Ephemeral or Caching nodes

Storing nodes need to be constantly online in order to earn fees on storage contracts and respond to probing requests. If a node is overwhelmed and unable to serve requests, it can miss a verification window or a verifier requesting random chunks, both of which lead to penalties. In this cases, rational storage nodes can lower the price per chunk to allow other nodes to share the load. In many cases they might forgo bandwidth fees for some period of time, which allows newly joining or underfunded nodes to become caching nodes and earn bandwidth fees.

Adaptive nodes

Many mobile devices follow well established patterns of usage. Phones often switch from mobile data to WiFi and back; and are either on the go or plugged in the wall, charging. This devices can operate mostly as a consumer when on the go, but switch to a caching node when bandwidth and power aren't a limitation. This will offset all or most of the nodes consumed bandwidth during the day.

Opportunistic providing

A node might not have a chunk itself, but it might be connected to another node that does, in that case it might choose to advertise the chunk to the requesting node but charge a small premium in order to cover it's expenses and make a small profit on top. This is called "opportunistic providing".

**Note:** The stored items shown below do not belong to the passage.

PR #283, opened 2015-12-10
[MRG+1] Replace inspect.getargspec usages

### LINKED ISSUE #182: joblib cache fails when using Python3 function annotations
If you apply the `@memory.cache` decorator to a function that has Python 3 function annotations (such as MyPy type annotations) you get the error:

`ValueError: Function has keyword-only arguments or annotations, use getfullargspec() API which can support them`

Function signature causing error:

```python
@memory.cache
def clean_input(original: pd.DataFrame) -> pd.DataFrame:
```

Changing to 

```python
@memory.cache
def clean_input(original):
```
prevents the error (but doesn't solve the problem if you want to use type annotations!)

### LINKED ISSUE #247: Replace deprecated usage of inspect.getargspec
inspect.getargspec has been deprecated since 3.0 (in favor of inspect.getfullargspec until 3.2 and in favor of inspect.signature since 3.3) and will be removed in 3.6. It also creates visible DeprecationWarning in 3.5.

lesteve:
which is deprecated and raises an Exception with functions that use
signature or keyword-only argument.

Fix #247, fix #182.

### DIFF
--- a/joblib/func_inspect.py
+++ b/joblib/func_inspect.py
@@ -11,10 +11,14 @@ import inspect
 import warnings
 import re
 import os
-
+import sys
 from ._compat import _basestring
 from .logger import pformat
 from ._memory_helpers import open_py_source
+
+
+PY3 = sys.version_info[0] >= 3
+
 
 def get_func_code(func):
     """ Attempts to retrieve a reliable function code hash.
@@ -156,6 +160,53 @@ def get_func_name(func, resolv_alias=True, win_characters=True):
     return module, name
 
 
+def getfullargspec(func):
+    """Compatibility function to provide inspect.getfullargspec in Python 2
+
+    This should be rewritten using a backport of Python 3 signature
+    once we drop support for Python 2.6. We went for a simpler
+    approach at the time of writing because signature uses OrderedDict
+    which is not available in Python 2.6.
+    """
+    try:
+        return inspect.getfullargspec(func)
+    except AttributeError:
+        arg_spec = inspect.getargspec(func)
+        import collections
+        tuple_fields = ('args varargs varkw defaults kwonlyargs '
+                        'kwonlydefaults annotations')
+        tuple_type = collections.namedtuple('FullArgSpec', tuple_fields)
+
+        return tuple_type(args=arg_spec.args,
+                          varargs=arg_spec.varargs,
+                          varkw=arg_spec.keywords,
+                          defaults=arg_spec.defaults,
+                          kwonlyargs=[],
+                          kwonlydefaults=None,
+                          annotations={})
+
+
+def _signature_str(function_name, arg_spec):
+    """Helper function to output a function signature"""
+    # inspect.formatargspec can not deal with the same
+    # number of arguments in python 2 and 3
+    arg_spec_for_format = arg_spec[:7 if PY3 else 4]
+
+    arg_spec_str = inspect.formatargspec(*arg_spec_for_format)
+    return '{0}{1}'.format(function_name, arg_spec_str)
+
+
+def _function_called_str(function_name, args, kwargs):
+    """Helper function to output a function call"""
+    template_str = '{0}({1}, {2})'
+
+    args_str = repr(args)[1:-1]
+    kwargs_str = ', '.join('%s=%s' % (k, v)
+                           for k, v in kwargs.items())
+    return template_str.format(function_name, args_str,
+                               kwargs_str)
+
+
 def filter_args(func, ignore_lst, args=(), kwargs=dict()):
     """ Filters the given args and kwargs using a list of arguments to
         ignore, and a function specification.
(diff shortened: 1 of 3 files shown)


joblib/func_inspect.py
```diff
@@ -180,19 +204,22 @@ def filter_args(func, ignore_lst, args=(), kwargs=dict()):
...
             warnings.warn('Cannot inspect object %s, ignore list will '
-                'not work.' % func, stacklevel=2)
+                          'not work.' % func, stacklevel=2)
         return {'*': args, '**': kwargs}
-    arg_spec = inspect.getargspec(func)
-    arg_names = arg_spec.args
-    arg_defaults = arg_spec.defaults or {}
-    arg_keywords = arg_spec.keywords
+    arg_spec = getfullargspec(func)
+    arg_names = arg_spec.args + arg_spec.kwonlyargs
```
lesteve: At the moment I am not doing any checks to see whether the keyword-only arguments were indeed passed as keywords. Maybe I should since there is some checks for the number of arguments in this function already.

Note that there would be an error when the function is called but that may not happen if the function is already cached.

```python

import os
import shutil
from joblib import Memory

def func_with_kwonly_args(a, b, *, kw1='kw1', kw2='kw2'):
    return a, b, kw1, kw2

cachedir = '/tmp/joblib'
if os.path.exists(cachedir):
    shutil.rmtree(cachedir)

mem = Memory(cachedir=cachedir, verbose=0)
func_cached = mem.cache(func_with_kwonly_args)

# func_cached(1, 2, 3, kw2=4) would raise an exception
func_cached(1, 2, kw1=3, kw2=4)
func_cached(1, 2, 3, kw2=4)  # no exception anymore
```

lesteve:
> inspect.getfullargspec is marked as deprecated since 3.5, why not directly use a compatibility function called signature and use the one from python >= 3.4.

Yeah I am aware of that but I wanted to do the smallest change to make joblib.Memory support functions with signature or keyword-only arguments. scikit-learn went the way you mentioned and ended up having to backport OrderedDict in order to support python 2.6.

aabadie:
@lesteve, to me your change is an improvement and I'm ok to merge it. But if you have time and think it's worth reusing the scikit-learn strategy, then go ahead ;)

lesteve:
> @lesteve, to me your change is an improvement and I'm ok to merge it. But if you have time and think it's worth reusing the scikit-learn strategy, then go ahead ;)

I am enclined to go with this simpler strategy for now. The only thing I want to look at is tackling this comment from above:

> At the moment I am not doing any checks to see whether the keyword-only arguments were indeed passed as keywords. Maybe I should since there is some checks for the number of arguments in this function already.

lesteve:
Right, I fixed the keyword-only argument passed as positional parameter in joblib.function_inspect.filter_args. As you would expect, the snippet above now raises

```
ValueError: Keyword-only parameter 'kw1' was passed as positional parameter for func_with_kwonly_args(a, b, *, kw1='kw1', kw2='kw2'):
     func_with_kwonly_args(1, 2, 3, kw2=4) was called.
```

Any more comments ?

joblib/func_inspect.py
ogrisel: Fixed in https://github.com/joblib/joblib/pull/283#issuecomment-170834371

joblib/func_inspect.py
```diff
@@ -11,11 +11,15 @@
...
 import re
 import os
-
+import sys
 from ._compat import _basestring
 from .logger import pformat
 from ._memory_helpers import open_py_source
 
+
+PY3 = sys.version_info[0] >= 3
```
ogrisel: Would better name that `PY3_OR_LATER`.

aabadie:
@lesteve, @ogrisel, could this one be merged ?

joblib/func_inspect.py
```diff
@@ -156,6 +160,47 @@ def get_func_name(func, resolv_alias=True, win_characters=True):
     return module, name
 
 
+def getfullargspec(func):
+    """Compatibility function to provide inspect.getfullargspec in Python 2"""
```
ogrisel: Maybe add a comment to state that this will be rewritten with a backport of Python 3 `Signature` once we drop support for Python 2.6 that would impose an additional backport of `OrderedDict`.

joblib/func_inspect.py
aabadie: The same global variable is used in a lot of other places. I was thinking of moving them to compat.py, in order to have defined in a single place.

joblib/test/test_func_inspect.py
```diff
@@ -11,12 +11,15 @@
...
 import functools
+import sys
 
 from joblib.func_inspect import filter_args, get_func_name, get_func_code
 from joblib.func_inspect import _clean_win_chars, format_signature
 from joblib.memory import Memory
 from joblib.test.common import with_numpy
+from joblib.testing import assert_raises_regex
 
+PY3 = sys.version_info[0] >= 3
```
ogrisel: `PY3_OR_LATER`

joblib/test/test_memory.py
```diff
@@ -21,7 +21,9 @@
 from joblib.memory import Memory, MemorizedFunc, NotMemorizedFunc, MemorizedResult
 from joblib.memory import NotMemorizedResult, _FUNCTION_HASHES
 from joblib.test.common import with_numpy, np
+from joblib.testing import assert_raises_regex
 
+PY3 = sys.version_info[0] >= 3
```
ogrisel: again `PY3_OR_LATER`.

ogrisel:
Besides minor comments, LGTM. I can do the cosmetics changed when merging if you wish.

lesteve:
I'll do the PY3 directly in master once this one is merged. While I am at it, I'll also put the PY3 definition in a single file e.g. _compat.py and import it in other files so that it is defined in only one place.

I am more than fine using `PY3 = sys.version_info[0] == 3` BTW.

joblib/func_inspect.py
lesteve: Agreed, I'll do that in master directly once this PR is merged (sorry I didn't see this comment originally).

ogrisel:
> I am more than fine using PY3 = sys.version_info[0] == 3 BTW.

No this would be much worse:

http://astrofrog.github.io/blog/2016/01/12/stop-writing-python-4-incompatible-code/

ogrisel:
Merging to master then.

PR #285, opened 2015-12-14
Cloudpickle

simonzack:
This is a continuation of #240 using cloudpickle. It has some advantages over dill:

- Cloudpickle does not have the issue https://github.com/uqfoundation/dill/issues/ since it uses `types.CodeType` instead of python's marshal library. This also makes it easier to set the file names & line numbers to None so changes in lambda's position doesn't affect it's hash. 
- Dill doesn't handle the pickling of standard type classes the same way as pickle. I had to patch it at one place so the hashes end up being the same. Cloudpickle does not have this issue.

What do you guys think?


simonzack:
@ogrisel Do you know what cloudpickle can't pickle so I can add `test_hashing_pickling_error`? In some python 3.4 it does seem to be able to pickle traceback objects unlike dill.

mmckerns:
you might be able to utilize this (https://github.com/uqfoundation/dill/blob/master/dill/_objects.py) or at least a fork of it

simonzack:
I've hit a problem of cloudpickle: To serialize streams it appears to read all of the stream, which is not a great idea for large streams.

lesteve:
I chatted with @ogrisel earlier today. Because of the history of both dill and cloudpickle, his opinion is to try to use dill and discuss/contribute changes that we may need in dill. I'll let him pitch in if he wants to elaborate more.

simonzack:
@lesteve Good to know, I'll close this PR then.

PR #286, opened 2015-12-18
FIX: fixing hashing with mixed dtype + test

### LINKED ISSUE #254: [Python 3] joblib.hashing.hash error for mixed types sets or dict with mixed types keys
```python
import joblib
joblib.hashing.hash({'a', 1})
joblib.hashing.hash({'a': 1, 1: 2})
```

The traceback:
```
<ipython-input-2-e763c033a75e> in <module>()
----> 1 joblib.hashing.hash({'a': 1, 1: 2})

/home/le243287/dev/joblib/joblib/hashing.py in hash(obj, hash_name, coerce_mmap)
    231     else:
    232         hasher = Hasher(hash_name=hash_name)
--> 233     return hasher.hash(obj)

/home/le243287/dev/joblib/joblib/hashing.py in hash(self, obj, return_digest)
     52     def hash(self, obj, return_digest=True):
     53         try:
---> 54             self.dump(obj)
     55         except pickle.PicklingError as e:
     56             warnings.warn('PicklingError while hashing %r: %r' % (obj, e))

/volatile/le243287/miniconda3/lib/python3.4/pickle.py in dump(self, obj)
    410         if self.proto >= 4:
    411             self.framer.start_framing()
--> 412         self.save(obj)
    413         self.write(STOP)
    414         self.framer.end_framing()

/home/le243287/dev/joblib/joblib/hashing.py in save(self, obj)
    211             klass = obj.__class__
    212             obj = (klass, ('HASHED', obj.descr))
--> 213         Hasher.save(self, obj)
    214 
    215 

/home/le243287/dev/joblib/joblib/hashing.py in save(self, obj)
     77                 cls = obj.__self__.__class__
     78                 obj = _MyHash(func_name, inst, cls)
---> 79         Pickler.save(self, obj)
     80 
     81     def memoize(self, obj):

/volatile/le243287/miniconda3/lib/python3.4/pickle.py in save(self, obj, save_persistent_id)
    477         f = self.dispatch.get(t)
    478         if f is not None:
--> 479             f(self, obj) # Call unbound method with explicit self
    480             return
    481 

/volatile/le243287/miniconda3/lib/python3.4/pickle.py in save_dict(self, obj)
    812 
    813         self.memoize(obj)
--> 814         self._batch_setitems(obj.items())
    815 
    816     dispatch[dict] = save_dict

/home/le243287/dev/joblib/joblib/hashing.py in _batch_setitems(self, items)
    124     def _batch_setitems(self, items):
    125         # forces order of keys in dict to ensure consistent hash
--> 126         Pickler._batch_setitems(self, iter(sorted(items)))
    127 
    128     def save_set(self, set_items):

TypeError: unorderable types: str() < int()
```

The reason: we rely on `sorted` to guarantee the reproducibility of the hash for non ordered containers and in Python 3 you can not compare arbitrary types.

Maybe the first thing to do would be to just catch the error in Python 3 and raise a more user-friendly one saying that set with mixed types or dict with mixed type keys are not supported ?

A possible fix (suggested by @ogrisel): using joblib.hashing.hash to hash the elements (in the set case) or keys (in the dict case) and use `key=` in the `sorted` call.

aabadie:
fix #254

### DIFF
--- a/joblib/hashing.py
+++ b/joblib/hashing.py
@@ -28,7 +28,17 @@ class _ConsistentSet(object):
         whatever the order of its items.
     """
     def __init__(self, set_sequence):
-        self._sequence = sorted(set_sequence)
+        # Forces order of elements in set to ensure consistent hash.
+        try:
+            # Trying first to order the set assuming the type of elements is
+            # consistent and orderable.
+            # This fails on python 3 when elements are unorderable
+            # but we keep it in a try as it's faster.
+            self._sequence = sorted(set_sequence)
+        except TypeError:
+            # If elements are unorderable, sorting them using their hash.
+            # This is slower but works in any case.
+            self._sequence = sorted((hash(e) for e in set_sequence))
 
 
 class _MyHash(object):
@@ -127,8 +137,18 @@ class Hasher(Pickler):
     dispatch[type(pickle.dump)] = save_global
 
     def _batch_setitems(self, items):
-        # forces order of keys in dict to ensure consistent hash
-        Pickler._batch_setitems(self, iter(sorted(items)))
+        # forces order of keys in dict to ensure consistent hash.
+        try:
+            # Trying first to compare dict assuming the type of keys is
+            # consistent and orderable.
+            # This fails on python 3 when keys are unorderable
+            # but we keep it in a try as it's faster.
+            Pickler._batch_setitems(self, iter(sorted(items)))
+        except TypeError:
+            # If keys are unorderable, sorting them using their hash. This is
+            # slower but works in any case.
+            Pickler._batch_setitems(self, iter(sorted((hash(k), v)
+                                                      for k, v in items)))
 
     def save_set(self, set_items):
         # forces order of items in Set to ensure consistent hash
--- a/joblib/test/test_hashing.py
+++ b/joblib/test/test_hashing.py
@@ -97,7 +97,13 @@ def test_trival_hash():
                 None,
                 gc.collect,
                 [1, ].append,
-               ]
+                # Next 2 sets have unorderable elements in python 3.
+                set(('a', 1)),
+                set(('a', 1, ('a', 1))),
+                # Next 2 dicts have unorderable type of keys in python 3.
+                {'a': 1, 1: 2},
+                {'a': 1, 1: 2, 'd': {'a': 1}},
+                ]
     for obj1 in obj_list:
         for obj2 in obj_list:
             # Check that 2 objects have the same hash only if they are
--- a/CHANGES.rst
+++ b/CHANGES.rst
@@ -4,6 +4,12 @@ Latest changes
 Release 0.9.4
 -------------
 
+Alexandre Abadie
+
+    FIX joblib.hash error with mixed types sets and dicts containing mixed
+    types keys when using Python 3.
+    see https://github.com/joblib/joblib/issues/254
+
 Loïc Estève
 
     FIX joblib.dump/load for big numpy arrays with dtype=object


aabadie:
A few tests are failing because with python 2. Will fix them.

joblib/hashing.py
```diff
@@ -30,7 +30,7 @@ class _ConsistentSet(object):
         whatever the order of its items.
     """
     def __init__(self, set_sequence):
-        self._sequence = sorted(set_sequence)
+        self._sequence = sorted(set_sequence, key=hash)
```
ogrisel: If I understand Python 3.3 changelog, this should not be deterministic anymore in recent versions of Python:

https://docs.python.org/3/whatsnew/3.3.html#builtin-functions-and-types

ogrisel: My mistake this is the joblib hash function that is deterministic, not the Python hash function. Please ignore this comment.

joblib/hashing.py
```diff
@@ -129,8 +129,13 @@ def save_global(self, obj, name=None, pack=struct.pack):
...
     def _batch_setitems(self, items):
-        # forces order of keys in dict to ensure consistent hash
-        Pickler._batch_setitems(self, iter(sorted(items)))
+        # forces order of keys in dict to ensure consistent hash.
+        # keys are ordered using their hash.
+        if PY3:
+            Pickler._batch_setitems(self, sorted(items,
+                                                 key=lambda k: hash(k[0])))
+        else:
+            Pickler._batch_setitems(self, iter(sorted(items)))
```
ogrisel: Why is it not possible to use the same code under both Python 2 and Python 3? Maybe it's good not to change the Python hash values under Python 2.

aabadie: @ogrisel, this was related to some test failing. I wanted to keep the same test cases to work. See `expected_dict` values in https://github.com/joblib/joblib/blob/master/joblib/test/test_hashing.py#L368 and in https://github.com/joblib/joblib/blob/master/joblib/test/test_hashing.py#L415
If I use the same sorting code for both python 2 and 3, this breaks one of the expected values for py2.

ogrisel: Indeed it's good to not change the hash values for Python 2 if possible.

aabadie:
For the record, I compared the speed between this PR and master using the following snippet:
```python
import joblib
d = {i:str(i) for i in range(int(1e6))}
%time print(joblib.hash(d))
```
result:
* Master:
```
f20908515f896d797430df0a5be37b46
Wall time: 12.2 s
```
* This PR:
```
06626d40926a81cd027b523c13427c6f
Wall time: 39.9 s
```
So using the `key` parameter is slowing down things.

aabadie:
@ogrisel, I pushed a change that keep the actual behavior but use a different sorting strategy if a `TypeError`is raised.

ogrisel:
LGTM, +1 for merge once squashed.

joblib/test/test_hashing.py
```diff
@@ -97,7 +97,13 @@ def test_trival_hash():
                 None,
                 gc.collect,
                 [1, ].append,
-               ]
+                # Next 2 tuples have unorderable elements in python 3.
+                ('a', 1),
```
ogrisel: You should test on set instead:

```python
set(('a', 1)),
```

a tuple is already ordered.

aabadie:
@ogrisel, commits are now squashed. Waiting for appveyor to pass (it should arrive soon).

joblib/hashing.py
```diff
@@ -127,8 +137,19 @@ def save_global(self, obj, name=None, pack=struct.pack):
...
+        try:
+            # Trying first to compare dict assuming the type of keys is
+            # consistent and orderable.
+            # This fails on python 3 when keys are unorderable
+            # but we keep it in a try as it's faster.
+            Pickler._batch_setitems(self, iter(sorted(items)))
+        except TypeError:
+            # If keys are unorderable, sorting them using their hash. This is
+            # slower but works in any case.
+            Pickler._batch_setitems(self,
```
ogrisel: style: is the line break after `self,` really necessary?

ogrisel:
Could you please add an entry in the changelog?

joblib/hashing.py
aabadie: I wanted to stay within the 80 characters width limit. I found a better line break.

aabadie:
> Could you please add an entry in the changelog?

Done !

lesteve:
LGTM, merging, thanks !

PR #290, opened 2015-12-25
[MRG+1] Avoid use of sys.version for version checks

svisser:
The string `sys.version` should not be used for version checks (as it may or may not contain the version number at the beginning) so this change updates it to be done using `sys.version_info`. See also the note in the documentation: https://docs.python.org/3/library/sys.html#sys.version.


GaelVaroquaux:
LGTM. +1 for merge. 

Thanks!

ogrisel:
Thanks!

PR #291, opened 2016-01-04
DOC fixing wording in documentation

aabadie:
A few fixes about documentation.

### DIFF
--- a/doc/installing.rst
+++ b/doc/installing.rst
@@ -52,8 +52,8 @@ create a local environment and install `joblib` in it. One of the pros of
 this method is that you never have to become administrator, and thus all
 the changes are local to your account and easy to clean up.
 
-* **If you are under Pyton 2.6 or above**
-  
+* **If you are under Python 2.6 or above**
+
   Simple go in the directory created by expanding the `joblib` tarball
   and run the following command::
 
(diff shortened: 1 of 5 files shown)


doc/installing.rst
```diff
@@ -52,8 +52,8 @@ create a local environment and install `joblib` in it. One of the pros of
 this method is that you never have to become administrator, and thus all
 the changes are local to your account and easy to clean up.
 
-* **If you are under Pyton 2.6 or above**
-  
+* **If you are under Python 2.6 or above**
```
lesteve: This section can be removed since we only support python 2.6+ and python 3.3+ according to README.rst.

aabadie: Indeed, I totally missed the "under"... Thanks !

aabadie: Done. Appart from that, I think we should add the `pip install` way.

lesteve: > This section can be removed since we only support python 2.6+ and python 3.3+ according to README.rst.

I guess just remove the "If you are under ..." mention instead.

lesteve: > Done. Appart from that, I think we should add the pip install way.

My bad my first comment was slightly wrong. As I tried to say in my last comment, I would just keep the section and just remove the "If you are under ..." mention since we can assume it is always satisfied.

About adding pip install it may make sense although I wouldn't say it is super high priority. Maybe in a separate PR so we can merge this one quickly.

aabadie: > My bad my first comment was slightly wrong

np, I changed so it should be fine now.

> About adding pip install it may make sense although I wouldn't say it is super high priority. Maybe in a separate PR so we can merge this one quickly.

Agreed

aabadie:
@lesteve, what do you think of this PR ?

lesteve:
LGTM, merging !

Note that this emulates forwarding but without incuring in complexity with payments tracking accross many hops. Payments at each hop are still settled 1:1.

Altruistic nodes

Any node can choose to provide services for free. Nodes can store and share arbitrary data at will without charging any fees.

Closing Notes

To summarize, Codex attempts to "untie the knot" of incentivized storage and allow many existing and future application to be built in a distributed manner. We're building Codex to be reliable and predictable p2p storage infrastructure that will allow for many business and casual use cases. We accomplish data persistence and availability by introducing robust PoDP proofs which we supplement with error correction techniques. We use robust PoR schemes to prevent blackmailing and data withholding attacks and guarantee data is always retrievable. We provide reasonable workarounds to the "zero entry" problem without compromising the network's security.

Hopefully, this overview has clarified what Codex is and what its main value proposition.